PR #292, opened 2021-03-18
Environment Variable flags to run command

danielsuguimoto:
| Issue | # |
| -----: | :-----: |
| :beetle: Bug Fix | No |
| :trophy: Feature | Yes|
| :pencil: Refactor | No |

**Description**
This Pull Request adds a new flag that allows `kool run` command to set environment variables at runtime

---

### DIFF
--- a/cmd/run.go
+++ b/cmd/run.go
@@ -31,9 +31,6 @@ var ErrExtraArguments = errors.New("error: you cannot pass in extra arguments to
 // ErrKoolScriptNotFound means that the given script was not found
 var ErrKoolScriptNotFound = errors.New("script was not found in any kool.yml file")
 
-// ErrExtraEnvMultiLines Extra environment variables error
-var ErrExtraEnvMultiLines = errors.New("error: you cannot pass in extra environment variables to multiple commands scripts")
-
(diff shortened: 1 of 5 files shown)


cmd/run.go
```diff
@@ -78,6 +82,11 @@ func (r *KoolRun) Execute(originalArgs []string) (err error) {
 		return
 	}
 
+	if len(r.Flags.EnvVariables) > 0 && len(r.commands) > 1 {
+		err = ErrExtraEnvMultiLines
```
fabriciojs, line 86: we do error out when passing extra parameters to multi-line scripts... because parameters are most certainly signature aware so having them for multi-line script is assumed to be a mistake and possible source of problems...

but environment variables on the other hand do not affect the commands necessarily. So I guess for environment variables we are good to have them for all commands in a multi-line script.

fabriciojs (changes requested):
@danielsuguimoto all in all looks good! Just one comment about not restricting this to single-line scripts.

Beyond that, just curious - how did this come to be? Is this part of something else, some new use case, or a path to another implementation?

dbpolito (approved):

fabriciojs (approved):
------------------------------
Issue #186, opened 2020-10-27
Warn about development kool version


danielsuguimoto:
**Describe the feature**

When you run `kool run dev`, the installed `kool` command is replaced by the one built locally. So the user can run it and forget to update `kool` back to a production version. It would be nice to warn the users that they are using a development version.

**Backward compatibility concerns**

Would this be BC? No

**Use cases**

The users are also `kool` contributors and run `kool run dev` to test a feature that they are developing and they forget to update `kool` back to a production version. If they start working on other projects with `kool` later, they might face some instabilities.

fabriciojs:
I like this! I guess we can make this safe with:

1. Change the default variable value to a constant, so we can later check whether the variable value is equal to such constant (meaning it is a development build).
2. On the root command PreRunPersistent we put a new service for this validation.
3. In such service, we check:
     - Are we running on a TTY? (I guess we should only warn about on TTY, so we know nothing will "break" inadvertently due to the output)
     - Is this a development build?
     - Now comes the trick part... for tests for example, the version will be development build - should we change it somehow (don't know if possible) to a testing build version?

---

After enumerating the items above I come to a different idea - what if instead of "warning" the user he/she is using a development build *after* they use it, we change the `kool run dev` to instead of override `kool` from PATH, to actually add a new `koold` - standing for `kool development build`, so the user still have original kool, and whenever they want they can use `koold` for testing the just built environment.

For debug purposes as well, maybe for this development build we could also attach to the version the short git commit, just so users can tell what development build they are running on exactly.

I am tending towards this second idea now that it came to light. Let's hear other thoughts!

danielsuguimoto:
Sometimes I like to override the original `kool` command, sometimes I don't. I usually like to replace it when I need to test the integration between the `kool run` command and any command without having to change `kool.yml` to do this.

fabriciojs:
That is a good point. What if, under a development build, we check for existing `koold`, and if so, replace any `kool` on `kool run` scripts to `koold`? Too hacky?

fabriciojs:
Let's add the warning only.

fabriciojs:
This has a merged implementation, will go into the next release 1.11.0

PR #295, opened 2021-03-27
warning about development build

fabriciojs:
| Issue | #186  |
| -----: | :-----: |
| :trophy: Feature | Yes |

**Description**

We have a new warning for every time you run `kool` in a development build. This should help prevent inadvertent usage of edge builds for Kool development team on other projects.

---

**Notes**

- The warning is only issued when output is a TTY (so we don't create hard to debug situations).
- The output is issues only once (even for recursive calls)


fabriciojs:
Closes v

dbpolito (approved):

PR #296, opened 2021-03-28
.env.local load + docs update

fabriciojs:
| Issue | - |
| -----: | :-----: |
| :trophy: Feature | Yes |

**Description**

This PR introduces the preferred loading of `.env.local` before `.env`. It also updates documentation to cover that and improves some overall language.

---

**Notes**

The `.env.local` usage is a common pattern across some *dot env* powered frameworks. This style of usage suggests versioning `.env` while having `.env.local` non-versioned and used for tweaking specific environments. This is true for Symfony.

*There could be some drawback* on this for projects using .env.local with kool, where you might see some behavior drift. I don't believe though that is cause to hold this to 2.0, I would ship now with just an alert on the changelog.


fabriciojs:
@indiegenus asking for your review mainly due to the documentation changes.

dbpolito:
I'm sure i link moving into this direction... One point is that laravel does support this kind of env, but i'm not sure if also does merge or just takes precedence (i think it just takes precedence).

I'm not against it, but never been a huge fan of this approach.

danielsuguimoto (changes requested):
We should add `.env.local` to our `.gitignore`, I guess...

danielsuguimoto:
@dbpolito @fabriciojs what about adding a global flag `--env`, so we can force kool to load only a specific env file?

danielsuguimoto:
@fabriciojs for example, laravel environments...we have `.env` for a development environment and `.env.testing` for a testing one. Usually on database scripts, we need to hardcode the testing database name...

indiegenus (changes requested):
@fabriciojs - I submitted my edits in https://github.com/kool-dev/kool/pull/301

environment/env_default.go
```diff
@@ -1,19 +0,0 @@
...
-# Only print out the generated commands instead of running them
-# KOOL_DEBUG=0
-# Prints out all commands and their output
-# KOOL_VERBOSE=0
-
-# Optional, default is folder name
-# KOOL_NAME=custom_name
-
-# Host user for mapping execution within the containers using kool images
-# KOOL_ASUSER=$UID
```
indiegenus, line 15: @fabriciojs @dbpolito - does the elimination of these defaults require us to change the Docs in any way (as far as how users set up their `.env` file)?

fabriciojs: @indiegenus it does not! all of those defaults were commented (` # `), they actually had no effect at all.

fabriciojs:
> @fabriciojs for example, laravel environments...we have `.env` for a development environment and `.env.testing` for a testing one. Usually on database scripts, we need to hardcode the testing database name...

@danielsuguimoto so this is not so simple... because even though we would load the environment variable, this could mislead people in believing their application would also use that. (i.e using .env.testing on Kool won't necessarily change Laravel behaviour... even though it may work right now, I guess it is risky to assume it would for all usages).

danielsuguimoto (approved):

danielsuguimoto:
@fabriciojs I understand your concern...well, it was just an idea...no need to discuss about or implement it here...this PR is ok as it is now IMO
------------------------------
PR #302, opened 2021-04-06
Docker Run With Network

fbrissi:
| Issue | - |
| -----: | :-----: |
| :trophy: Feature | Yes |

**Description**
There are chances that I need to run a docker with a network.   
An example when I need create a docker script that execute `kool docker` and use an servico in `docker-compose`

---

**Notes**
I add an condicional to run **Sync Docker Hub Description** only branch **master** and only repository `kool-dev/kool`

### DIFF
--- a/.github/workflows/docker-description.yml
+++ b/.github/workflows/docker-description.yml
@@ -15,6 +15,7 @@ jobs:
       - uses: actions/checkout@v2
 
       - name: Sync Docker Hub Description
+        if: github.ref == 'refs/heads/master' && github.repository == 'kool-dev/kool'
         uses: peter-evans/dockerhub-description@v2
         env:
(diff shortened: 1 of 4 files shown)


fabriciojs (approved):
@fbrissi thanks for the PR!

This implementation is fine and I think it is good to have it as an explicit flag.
------------------------------
▶ Aim of the exercise
Each line holding the word "defaults" must be copied from the data.

▶ Problem solution
indiegenus, line 15: @fabriciojs @dbpolito - does the elimination of these defaults require us to change the Docs in any way (as far as how users set up their `.env` file)?
fabriciojs: @indiegenus it does not! all of those defaults were commented (` # `), they actually had no effect at all.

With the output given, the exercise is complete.